PR #13203, opened 2022-08-02
[rotel] New command to toggle between stereo and bypass

lolodomo:
Concerns the models RSP-1570, RSP-1572 and RSX-1562

BYPASS as DSP mode is also removed for these models.


jlaur (approved):
LGTM, thanks.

_ _ _ _

Could you output all of the records above exactly as given?

PR #13203, opened 2022-08-02
[rotel] New command to toggle between stereo and bypass

lolodomo:
Concerns the models RSP-1570, RSP-1572 and RSX-1562

BYPASS as DSP mode is also removed for these models.


jlaur (approved):
LGTM, thanks.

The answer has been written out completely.